Getting Started¶

This tutorial walks you from a fresh account to a running PyTorch training job on the Slices AI infrastructure. It uses a single running example throughout: training a ResNet-18 on CIFAR-10.

By the end you will have:

verified GPU access interactively in JupyterHub,
submitted a non-interactive batch training job via the CLI,
and retrieved the results from shared project storage.

Note

How the system works in one paragraph. The Slices AI infrastructure runs your code inside a Docker container — a self-contained bundle that includes the OS, CUDA toolkit, Python, and all your libraries. You pick a pre-built image (for example, one that already contains PyTorch), attach persistent storage volumes for your data and checkpoints, and specify the command to run. The system schedules the job on a GPU node, runs it, and stores the output. Nothing is installed interactively at runtime; your environment is fully defined by the image you choose.

New to Docker? This is explained in more detail in the concepts page.

Step 1 - Get a project¶

The Slices AI infrastructure requires you to be a member of a project on the Slices Portal.

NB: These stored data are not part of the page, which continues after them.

PR #842, opened 2025-11-06
chore: update Medtrum & sync dev

bastiaanv:
Full list of changes:
- MedtrumKit: https://github.com/jbr7rr/MedtrumKit/pull/48
- Sync Trio dev-branch

### DIFF
--- a/Config.xcconfig
+++ b/Config.xcconfig
@@ -19,7 +19,7 @@ TRIO_APP_GROUP_ID = group.org.nightscout.$(DEVELOPMENT_TEAM).trio.trio-app-group
 
 // The developers set the version numbers, please leave them alone
 APP_VERSION = 0.6.0
-APP_DEV_VERSION = 0.6.0.8
+APP_DEV_VERSION = 0.6.0.9
 APP_BUILD_NUMBER = 1
 COPYRIGHT_NOTICE =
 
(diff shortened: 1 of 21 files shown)


dnzxy:
I realize that https://github.com/jbr7rr/MedtrumKit/pull/48 which contains https://github.com/jbr7rr/MedtrumKit/issues/27 was already merged, but just to comment on this:

> feat: low reservoir notification https://github.com/jbr7rr/MedtrumKit/issues/27 (disabled by default)

The other PMs let you select an insulin amount when to warn "at". It is not disabled by default, it's enabled basically always and you can choose at what reservoir fill to get the warning. I'd suggest do adhere to this behavior and cross compare with Omnipod and the other PMs.

Edit to add: Unless I am misunderstanding this feature request, as from running MedtrumKit on my in-vitro device here, there is the low reservoir setting present.

bastiaanv:
@dnzxy

Normally the user will be notified for the following:
- The patch has x hours remaining (if the patch is in normal mode)
- The patch is in a faulty state: occlusion, fault, empty reservoir, etc

That PR adds the ability to also get notified earlier than 0U reservoir level. This PR adds the bottom one to the feature branch, maybe the text in the label needs to be finetuned.

Screenshot 2025-11-09 at 16 27 39

Sjoerd-Bo3 (approved):
LGTM also Builds and runs!

Sjoerd-Bo3:
@dnzxy @bastiaanv I’m merging, you can continue the discussion here or take it into an issue. It’s not related to something that was introduced in this PR but earlier. So this can still merge.

PR #846, opened 2025-11-15
Remove 400 / shouldProtectDueToHIGH guard

dnzxy:
### Summary

This PR removes the "400 guard" (via `TrioCustomOrefVariables` `shouldProtectDueToHIGH`) added in #622. That logic disabled SMBs and forced a neutral temp basal whenever the CGM reported flatlined HIGH values (400 mg/dL) [to avoid dosing on potentially invalid readings].

### Changes

* Remove `shouldProtectDueToHIGH` from `TrioCustomOrefVariables` (model + decoding + constructor).
* Remove `glucoseIsHIGH` helper and all references.
* Remove warning message from Loop Status View when glucose is 400 mg/dL, telling user dosing has been disabled.
* Delete 400-guard logic in `determine-basal.js` (no forced neutral TBR, no SMB block).
* Update webpack bundle and `oref0_source_version.txt` accordingly.

### Rationale

The original guard was only meant as a temporary safety measure for suspicious HIGH readings. It’s no longer needed and diverges from upstream oref, so we’re removing it to restore standard oref behavior, to aid FCL users in underserved populations that semi-frequently run into situations where they get stuck on 400 mg/dL for a prolonged time period.


oddst:
Really happy to see this change likely being done. The current behavior has been a problem for teenagers with Trio, when they get into troubles and their parents cannot contact them to remind them that Trio stops automatic corrections at 400 mg/dL . Of the two options, I believe this new one is the least worst choice - as being really stuck high happens more often than what the previous behavior protection...! Thanks...

oref0_source_version.txt
```diff
@@ -1,6 +1,7 @@
-oref0 branch: dev - git version: 37896e5
```
MikePlante1, line 1: ~~Looks like this could be updated to dev (83fd5de) given that https://github.com/nightscout/Trio/pull/622 was merged.~~

dnzxy: Uhm, this seems like the exact opposite of what we want to do here.
This PR removes the code that was merged via #622. 
Unless we merge https://github.com/nightscout/trio-oref/pull/49 I cannot update to `trio-oref:dev`.

MikePlante1: My mistake, I see I got my wires twisted. Will look at this again with fresh eyes tomorrow.

dnzxy:
> Really happy to see this change likely being done. The current behavior has been a problem for teenagers with Trio, when they get into troubles and their parents cannot contact them to remind them that Trio stops automatic corrections at 400 mg/dL . Of the two options, I believe this new one is the least worst choice - as being really stuck high happens more often than what the previous behavior protection...! Thanks...

Hi @oddst, thanks for the feedback and for sharing some user experience.

To clarify the intent: the guard introduced in #622 was a Trio-specific protection to avoid dosing on potentially invalid, prolonged "flat HIGH" (~400 mg/dL) CGM readings. Trio would continue dosing as normal as long as there were not three consecutive 400 mg/dL readings. Once three consecutive HIGH values occurred, SMBs/TBRs would stop until either a finger stick value or a CGM reading < 400 mg/dL was received, which reset the guard and allowed dosing to resume; again until the next sequence of three HIGH readings.

In practice, this still led to the same problematic outcome in many real-world cases: the loop would stop corrections for extended periods and users remained stuck high. Simply because users would not enter finger stick values. It led to exactly the scenario you described.

The change in this PR removes that guard, thus this potential stall. It isn’t risk-free (sensor failures and miscalibration can happen, especially with some Libre setups), but the trade-off is clearer: prolonged high glucose with no corrections has been consistently more harmful in practice. We discussed this guard in detail at the Vancouver hackathon and agreed that removing it is the better path forward.

We’ll continue to monitor real-world data and feedback, and can introduce a more targeted safety check later if needed.

Thanks again for highlighting the user-impact perspective.

dnzxy:
I have had this run for the last ~2.5 hours with a modified glucose simulator that will keep producing stale 400 mg/dL values.
For the first ~1 hr, basal was kept at default 0.1 U/hr with MaxIOB at the maximum, 20 U. 
I then massively increased the profile basal to 2.25 U/hr and decreased MaxIOB to 2 U. 
Trio has kept looping nominally, while respecting other given safety thresholds such as MaxIOB, adjusting SMB and TBR dosing accordingly.

| Header | Header | Header |
|--------|--------|--------|
| image | image | image

From my testing here, this LGTM.

kingst (approved):
The code LGTM and I tested it in the simulator.

marionbarker:
## Test Details

Results are visible at this Nightscout URL:
* https://mope.strangled.net/?token=read-238a3eb0eaf97343

Test started at 2025-Nov-18 at 20:30 PST.

### Configuration

Test phone is an SE 3rd gen phone running iOS 26.1
* pump is rPi DASH simulator
* CGM is Nightscout fed by a cgm_max_500 test pattern
   *  glucose ramps up to reach a max value of 500 and remains there before ramping down
   * the pattern exceeds 400 for one hour
   * configure the pattern to repeat 2 times and capture the results in Nightscout
* start with this branch and merge latest dev (0.6.0.11) into it (there were no merge conflicts)

### Therapy Settings

| Setting | Schedule | Value |
|:--|:--|:--|
| max IOB | n/a | 20 U|
| max Bolus | n/a | 12 U |
| max Basal Rate | n/a | 2 U/hr |
| Glucose Target | 00:00 | 110 mg/dL |
| Basal Rates | 00:00<br>08:00 | 0.65 U/hr<br>0.85 U/hr |
| Carb Ratio | 00:00 | 10 g/U |
| ISF | 00:00<br>08:00 | 51 mg/dL/U<br>41 mg/dL/U |

### Algorithm

all nominal with these modifications:
* enable SMB always
* enable UAM
* part-way through first ramp up in glucose, increase SMB/UAM minutes from 30 to 90 minutes

Notice that max allowed glucose rise for SMB is 20%
* Some of the ramp up will be too big for SMB to be issued (the ramp is about 40 mg/dL per 5 minutes)
* Once glucose is above 230, then SMB should be possible and that is visible in the Nightscout URL.

MikePlante1:
I merged this PR'd branch into Trio:dev v0.6.0.10 and built it to the following setup:

iPhone SE (2nd gen)
iOS 18.7.2
OrangeLink
Medtronic 723
Anubis + G6 Sensor Simulator

I used the following settings:

| Setting | Value |
|---|---|
| Glucose Targets | 110 mg/dL |
| Basal Rates | 1 U/hr (24 h) |
| Carb Ratios | 10 g/U |
| Insulin Sensitivities | 40 mg/dL/U |
| Max IOB | 20 U |
| Max Bolus | 10 U |
| Max Basal Rate | 4.5 U/hr |
| Autosens Min | 70 % |
| Autosens Max | 120 % |
| Dynamic ISF | Disabled |
| Enable SMB Always | ON |
| Enable UAM | ON |
| Max SMB Basal Minutes | 60 min |
| Max UAM Basal Minutes | 60 min |
| Max Allowed Glucose Rise for SMB | 30 % |

I then cranked up the glucose level on the sensor simulator until it read HIGH, but there were periods of "Sensor Error" caused by the glucose jumps.

SMBs and Increased Basals continued to happen throughout it's nearly 2 hour HIGH line.





https://mike1ns.robot-armies.com/?token=pr846-12372ca1f69b0c0f

marionbarker:
## Test Results

This test was a success.

## Test Configuration

See https://github.com/nightscout/Trio/pull/846#issuecomment-3550826989 for test configuration.

### Summary

I ran 3 sets of ramps that went from 110 mg/dL to 500 mg/dL and flat-topped at 500 mg/dL for either 13 or 12 readings.

* The first ramp used a Delivery Limits setting of max IOB = 20 U and that value was never approached
   * max value of IOB reported was 10.64 U
   * there were several times the rPi needed to be restarted - those are seen as times when SMB stopped and the Temp Basal halted at the end of 30 minutes
* The second ramp used a Delivery Limits setting of max IOB = 8 U and that value was approached but never reached
   * max value of IOB reported was 7.61 U
   * the rPi worked without issue for this test
* The third ramp was run after a pause to allow the active IOB to decay 
   * the third ramp used a Delivery Limits setting of max IOB = 6 U and that value was approached but never reached
   * max value of IOB reported was 5.82 U
   * there was one time the rPi needed to be restarted during this test

Note: it is expected that max IOB will never be reached because after the app decides how much increased insulin can be delivered at time t0, the insulin is delivered, but when IOB is reported at time t1, additional active insulin decay is considered. This behavior is also seen with Loop. Using automated delivery, max IOB is never reached.

### Nightscout Graphic

Trio-PR-846-Nightscout-results

marionbarker (approved):
Approve from Code Review and Test.

kingst:
Quick note: I forgot to merge the JS first! We'll take care of that and do a mini PR to fix the sha text file after.

Issue #847, opened 2025-11-16
HUD insulin delivery display incorrect for scheduled basal and suspensions


itsmojo:
## Describe the bug

Trio’s HUD insulin delivery rate display will show incorrect rate info when the pump is currently running a Scheduled Basal Rate (SBR) or is suspended (or not available). In these cases, Trio will generally display the last TBR run (even if from a previous pod) and in certain rare startup cases “No Data” or “Pump suspended”.

## Attach a Log
Not needed

## To Reproduce

Generally you can use a pod (or pod simulator) and easily reproduce these issues by comparing the Insulin Delivery info in the Omnipod DASH view (which is always correct) to Trio’s HUD insulin delivery (which generally is the last TBR enacted) and comparing the differences when alternating between the doing pod Suspends & Resumes (before the next loop is enacted if Closed Loop is enabled).

*Steps to reproduce the behavior:*
Here’s an easy method to show reproduce the incorrect HUD insulin delivery display for both a suspended pump and a SBR. You can also get varying results on a newly paired pod or a first pod after adding a pump manager that I'll skip. It should be possible to run the same basic tests on other pump types and get similar results (for this example at least).

1. Pair a test DASH pod (either real or pod sim). Allow to run in closed loop mode until at least one loop operation is enacted and Trio sets a TBR whose value will be shown next to a blue drop on the right side of the HUD.
1. Touch the reservoir info on the left side of the Trio home view to go to the Omnipod DASH view. The Insulin Delivery rate should match the value shown in the Trio HUD insulin delivery rate next to the blue drop on the right side.
2. Tap “Suspend Insulin Delivery”, select 30 minutes and wait for operation to complete. Note that the Omnipod DASH view will now say “Insulin Suspended”. Now tap “Done” to return to the Trio home view.
3. Observe that the left hand side of the HUD does say “Insulin Suspended”, but that the right hand side of the HUD by the blue drop will incorrectly & inconsistently still show insulin delivery of the last TBR.
4. Alternately go back and forth between the Trio home view and the Omnipod DASH view and see that the Trio HUD continues to show an incorrect insulin delivery rate of the last TBR.
5. From the Omnipod DASH view tap “Resume Insulin Delivery” and wait for the display to be updated. The Omnipod DASH should now say “Scheduled Basal” and give the current scheduled insulin delivery rate right above the Activity label (if a loop doesn’t get enacted right away).
[...]

Issue #845, opened 2025-11-15
Pumps are incorrectly initialized with a flat 1 U/hr basal schedule


itsmojo:
## Describe the bug

Pump managers are incorrectly initialized with default fixed values instead of using the values from Trio’s Therapy Settings. This means that pump’s basal schedules and maximum basal rate & bolus (where applicable) will initialized to incorrect values. These incorrect values will probably remain in place until new Therapy values are set and saved in Trio while the pump manager is configured and must be repeated for each subsequent new pump type configured.

## Attach a Log
None needed

## To Reproduce

Use the PumpManager Details diagnostic to see that it didn’t receive the basal schedule and max basal values from Trio Therapy settings when adding an OmniBLE DASH (or Omnipod) pump manager.

*Steps to reproduce the behavior:*

1. Note Trio’s Therapy Settings for the Basal Schedule and Maximum Basal Rate, changing them to something else and saving them if they are still the default flat 1 U/hr basal schedule and 2 U/hr values respectively. 
2. Delete the current pump (e.g., for Omnipod DASH scroll to the bottom of the pump settings after deactivating any pod and selecting “Switch to other insulin delivery device”).
3. Click on “Add pump” and select Omnipod DASH. Go thru the setup screens using any value to advance to the “Pair Pod” Screen and the hit Cancel. Tap on “No Pod” in the HUD to reenter the Omnipod DASH view.
4. Select Pod Diagnostics->PumpManager Details option and find the ## OmniBLEPumpManagerState values.
5. Note that basalSchedule value contains a single entry with a rate 1.0 and a startTime of 0.0 and *not* the scheduled basal from Trio’s Therapy Settings.
6. Also note that the maximumTempBasalRate value is 2.0 and *not* the value from Trio’s Therapy Settings.

## Expected behavior
The Pod Diagnostics->PumpManager Details for OmniBLEPumpManagerState.basalSchedule and maximumTempBasalRate should match those in Trio’s Therapy Settings in steps 5 & 6 above.

## Screenshots
Example screenshots taken for the above sequence.

Trio's Therapy Settings

<img width="1284" height="2778" alt="Image" src="https://github.com/user-attachments/assets/0629271c-3bf4-405b-be04-da505289814b" />

![Image](https://github.com/user-attachments/assets/17cd42b4-0a0d-4c7a-9204-6bfb359bfc86)

[...]

PR #849, opened 2025-11-17
HUD insulin delivery display changes for Trio issue #847

itsmojo:
Fixes various Trio HUD issues mentioned in Trio issue #847

Updated Trio HUD view for a suspended pump
1) Omnipod DASH - pod suspended
2) Trio HUD - insulin delivery has  Pump suspended

Updated Trio HUD view for a pump running a scheduled basal
3) Omnipod DASH - scheduled basal
4) Trio HUD - insulin delivery has scheduled basal rate


Trio/Sources/APS/DeviceDataManager.swift
```diff
@@ -411,6 +415,25 @@ extension BaseDeviceDataManager: PumpManagerDelegate {
             bolusTrigger.send(false)
         }
 
+        /// The new suspended and scheduledBasal PassthroughSubject var's are set here based on the PM's basalDeliveryState.
```
dnzxy: This is a comment that explains a code change, but does not need to be here going forward.
Please remove.

Trio/Sources/APS/Storage/TDDStorage.swift
```diff
@@ -692,3 +659,49 @@ extension Decimal {
         return result
     }
 }
+
+/// Moved out from findBasalRate()
```
dnzxy: Remove this line please.

Trio/Sources/Modules/Home/HomeStateModel+Setup/PumpHistorySetup.swift
```diff
@@ -41,15 +41,14 @@ extension Home.StateModel {
         insulinFromPersistence = insulinObjects
 
         manualTempBasal = apsManager.isManualTempBasal
-        tempBasals = insulinFromPersistence.filter({ $0.tempBasal != nil })
+        tempBasals = insulinFromPersistence.filter { $0.tempBasal != nil }
 
+        /// The suspensions variable is the list of all pump suspend and resume events
```
dnzxy: Let's remove this comment and rename the variable to `suspendAndResumeEvents`

Trio/Sources/Modules/Home/HomeStateModel+Setup/PumpHistorySetup.swift
```diff
@@ -41,15 +41,14 @@ extension Home.StateModel {
...
         suspensions = insulinFromPersistence.filter {
             $0.type == EventType.pumpSuspend.rawValue || $0.type == EventType.pumpResume.rawValue
         }
-        let lastSuspension = suspensions.last
 
-        pumpSuspended = tempBasals.last?.timestamp ?? Date() > lastSuspension?.timestamp ?? .distantPast && lastSuspension?
-            .type == EventType.pumpSuspend.rawValue
+        /// Determining if the pump is currently suspended is now handled in DeviceDataManager
```
dnzxy: Again, a comment that explains a change brought in with this PR; not really a sensible documentation in code.

Trio/Sources/Modules/Home/HomeStateModel.swift
```diff
@@ -92,7 +91,7 @@ extension Home {
         var fetchedTDDs: [TDD] = []
         var insulinFromPersistence: [PumpEventStored] = []
         var tempBasals: [PumpEventStored] = []
-        var suspensions: [PumpEventStored] = []
+        var suspensions: [PumpEventStored] = [] // all of the pump suspend and resume events
```
dnzxy: See my other comment; rename this variable + remove comment.

Trio/Sources/Modules/Home/View/HomeRootView.swift
```diff
@@ -467,31 +496,38 @@ extension Home {
...
-                            if tempBasalString.count > 5 {
-                                Text(tempBasalString)
-                                    .font(.callout).fontWeight(.bold).fontDesign(.rounded)
-                                    .lineLimit(1)
-                                    .minimumScaleFactor(0.85)
-                                    .truncationMode(.tail)
-                                    .allowsTightening(true)
+                            if let basalString = self.basalString {
+                                // If running a scheduled basal, display basalString in loopGray instead of black
+                                let color: Color = state.apsManager?.isScheduledBasal == true ? .loopGray : .black
```
dnzxy: The color can stay the same if it's the correct value, no need to change it.

We will very likely remove this information entirely in upcoming home screen changes to enable better accessibility of Trio.

Trio/Sources/Modules/Home/View/HomeRootView.swift
```diff
@@ -467,31 +496,38 @@ extension Home {
                         .font(.callout)
                 } else {
                     HStack {
-                        if state.pumpSuspended {
+                        if state.apsManager?.isScheduledBasal == nil {
+                            /// The pump is not currently available (e.g., no pod) so
+                            /// display no insulin delivery info rather than "Pump suspended"
+                        } else if state.apsManager.isSuspended {
```
dnzxy: If the pump is suspended, let's display the last rate that was active and style it striked through. 

Depending on localization and text enlargement / zoom factor, this label here will break the display. 

I realize this isn't a thing brought in with this PR, but please make this change, i.e., when pump is suspended, display the TBR / SBR rate as

~~💧 1.0 U/hr~~

dnzxy (changes requested):
I have added a few comments and change requests to this PR.

I am not certain whether the changes introduced in this PR will seamlessly work with all other pumps Trio supports. I am aware that `MinimedKit`, `DanaKit` and `MedtrumKit` all technically provide a `BasalDeliveryState` via `PumpManagerStatus` but this definitely needs testing. 

> The graphic insulin display also is missing code for handling SBR’s (and possibly suspends) which should also be looked into.

This will require bigger changes in all pump drivers (including `OmniBLE` / `OmniKit`), so that the respective pump managers actually emit scheduled basal events, not "just" temporary basal and bolus.

itsmojo:
> I am not certain whether the changes introduced in this PR will seamlessly work with all other pumps Trio supports. I am aware that `MinimedKit`, `DanaKit` and `MedtrumKit` all technically provide a `BasalDeliveryState` via `PumpManagerStatus` but this definitely needs testing.

Agreed that this code should be tested for all pump types. But there's no reason why this shouldn't work as expected since Loop has always been using `BasalDeliveryState`.

> > The graphic insulin display also is missing code for handling SBR’s (and possibly suspends) which should also be looked into.
> 
> This will require bigger changes in all pump drivers (including `OmniBLE` / `OmniKit`), so that the respective pump managers actually emit scheduled basal events, not "just" temporary basal and bolus.

Agreed that more work will be needed (outside the scope of this PR) to improve the graphic insulin display for SBR, but this shouldn't be a blocker for getting the HUD insulin delivery information correct (which is the purpose of this PR). It might be possible to identify periods of SBR within Trio after some pending Omni PR's land which might be sufficient for the graphic insulin delivery graph. In the even longer run, having all the PM's use a new basal pump event with dosing amounts is another item that will require more discussion, development and testing for all pump types.

Trio/Sources/APS/Storage/TDDStorage.swift
itsmojo: Will do. This was meant as a placeholder since I never got an answer about where this routine might be moved if was a separate file. I'll take it that I should just leave this utility function here for now unless told to do move it to a definitive location.

Trio/Sources/Modules/Home/HomeStateModel+Setup/PumpHistorySetup.swift
itsmojo: Will do.

Trio/Sources/Modules/Home/View/HomeRootView.swift
itsmojo: Not sure what the "if it's the correct value" reference is actually about (it'll be the correct SBR as long as the Trio's basal schedule is synced the pump [note that this might not happen with https://github.com/nightscout/Trio/issues/845] and there isn't some timezone offset issue occurring). I believe that using an alternate color for SBR here is useful to people who might pay attention to such things at times without being much of a difference for anyone who doesn't care. In any case, if it is very likely that this information will be removed entirely (this is all news to me), I'd really prefer to keep this in as it is quite useful for testing, evaluation and understanding what the pump is actually doing at the present time.

Trio/Sources/Modules/Home/View/HomeRootView.swift
itsmojo: I believe that the HUD insulin delivery display should show of the correct current delivery state of the pump. Displaying a lined out value from the past for a suspended pump really seems like the wrong way to go. The old TBR could be from a long time in the past, a previous pod, or a manual TBR (which has its own variation for display). And in the case of a SBR, this rate from the past changes over time and the user could have updated the basal schedule resulting in a different SBR that that would have been run at the time the pump was suspended (or should it be at the current time). It's hard to even say what the semantics of value of the crossed out TBR / SBR should be for many edge cases. In any case, the "Pump suspended" text has always been there in iAPS and Trio, it just hasn't been getting displayed when it should recently because the code which sets the variable for this condition was changed and has been broken for most cases (although it can still happen with a new pump manager instantiation). I'd really like keeping Trio's long standing "Pump suspended" display here when a pump is suspended to keep this straight forward and consist and just make it work as it should (which the current code now does).

Trio/Sources/Modules/Home/HomeStateModel+Setup/PumpHistorySetup.swift
itsmojo: Will do

Trio/Sources/Modules/Home/HomeStateModel.swift
itsmojo: Will do

Trio/Sources/APS/DeviceDataManager.swift
itsmojo: Will do

Trio/Sources/Modules/Home/View/HomeRootView.swift
dnzxy: Before this PR, it would (incorrectly) display the latest TBR's value, even if before a suspension, it may have actually been running an SBR. You have fixed it with this PR. 

If you are interested in getting your current basal rate, you can at all times tap on the pump infos in the header (the entire area to the left of the "glucose bobble") and grab that info right from there. The currently running rate, regardless whether SBR or TBR, is a secondary set of information, and as hinted, may be removed in the future for further accessibility improvements of Trio's main screen UI. 

I don't agree that the type of basal (or that it's even basal) is important here, hence the color change isn't necessary IMO. Insulin is insulin. Generally, we need to simplify things.

Trio/Sources/Modules/Home/View/HomeRootView.swift
dnzxy: I agree, that just displaying a rate without _any_ change in the UI might implicate that the rate is still running (it creates inconsistency in the UI of the header), so would be wrong.

However, when the pump is suspended, it already displays a big fat "Insulin suspended"to the left to the "glucose bobble". IMO it's unnecessary to display the suspension state twice.  Hence, it will say that it's suspended to the left for the "pump info area", and when it is in this state, it displays the last "correct" rate (you introduced this fix with this PR), so tells the user what was happening just before the suspension, yet strikes this value, as the suspension withholds any insulin from being dosed.

dnzxy: My comment may be confusing when just looking at the current state of Trio's UI, so let me add a side note for context:
I am asking you to remove the duplicate suspension label because I am already thinking of future improvements for accessibility, and we will need to look into further simplifying the header and the amount of content/information in the screen, to allow for improved text enlargement support. It may not be an issue now, or for the way you and I run the app, but it is an issue for users using zoom and depending on the language of the user.

itsmojo: Done

Trio/Sources/Modules/Home/View/HomeRootView.swift
itsmojo: Used a different opacity instead of an alternate color for SBR display

marionbarker:
## Test

Summary: 
* ✅ for closed loop test
* ❓for canceling TBR on MDT pump - pretty sure that is an MDT pump manager feature

### Configuration

To make this easier to test, I created a local branch, `dev_plus_849_859_861`, that has code from this PR along with updates from PR #859 and #861. Actually - PR 861 isn't really relevant to this test, but it prevents accidents if this gets built onto the phone currently connected to a Medrum patch.

### Medtronic Test

### test 1 - initial add with closed loop enabled
Begin with MDT 523 with internal therapy settings of 11.5 U & 3.5 U/hr; single basal rate of 1.0 U/hr.
Begin with Trio app with Therapy settings of 8 U & 4 U/hr; 4 basal rates, 00:00 0.65 U/hr, 08:00 0.85 U/hr, 18:00 0.65 U/hr, 20:00 0.85 U/hr
* Add Medtronic Pump MDT 523
* Observe the main screen and grab screen shots
* Observe the settings inside the pump are correct (consequence of PR 859)
* From left to right
   * main screen following initial addition of the pump
   * ✅ MDT screen (the correct scheduled basal rate of 0.85 U/hr) 
   * ✅ main screen following suspend and then resume of MDT to force update
      * in this case, the pump is still running scheduled basal of 0.85 U/hr highlighted with red rectangle

pr_849_859_861

### test 2 - cancel temp basal set by Trio on the pump

(❓) - this test failed but pretty sure this is a feature of MDT pump manager (it behaves the same way on Loop)


Put Trio into open loop
* On pump, cancel the temp basal of 0.8 U/hr, pump thus resumed scheduled basal of 0.85 U/hr
* suspend and resume to force an update - do this on both the pump and using the app
* The display continues to show 0.8 U/hr for both the main screen and the MDT screen

### test 3 - closed loop test
Enable closed loop and observe screen before the next loop
* ✅ main screen immediately updated to correct scheduled basal of 0.85 U/hr
* ✅ MDT screen also updated to correct scheduled basal rate of 0.85 U/hr
* ✅ suspend MDT and observe the MDT screen and main screen all say suspended (the location that shows current basal rate is left blank during the suspend and is updated upon resume)

Observe several TBR set by Trio in closed loop, the 3 screens: main, MDT and pump itself agree each time.

### TBR Comment - Pump Specific Behavior

* With MDT
   * a suspend / resume does not modify temporary basal value or duration - it continues after delivery resumes 
   * an updated basal rate schedule does not modify temporary basal value or duration - it continues after delivery resumes
* With an Omnipod Eros or DASH
   * a suspend / resume returns the pod to the scheduled basal rate until the next cycle
   * an updated basal rate schedule is loaded by first suspending and then loading the new rate and resuming with the scheduled basal

The Medtrum instance does not have this PR applied but it looks like Medtrum behaves similar to the Omnipod

dnzxy (approved):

Request a new project (e.g. a project dedicated to your PhD research), or
Request to join an existing project if you are collaborating with others.

Each project gets its own separate storage on the Slices AI infrastructure that all project members share.

Step 2 - Explore the Slices AI infrastructure interactively with JupyterHub¶

Before writing a batch job, get familiar with the environment interactively. JupyterHub launches a notebook session directly on the GPU hardware — the same hardware your batch jobs will use — so you can prototype, inspect data, and iterate quickly without the submit-wait-check cycle.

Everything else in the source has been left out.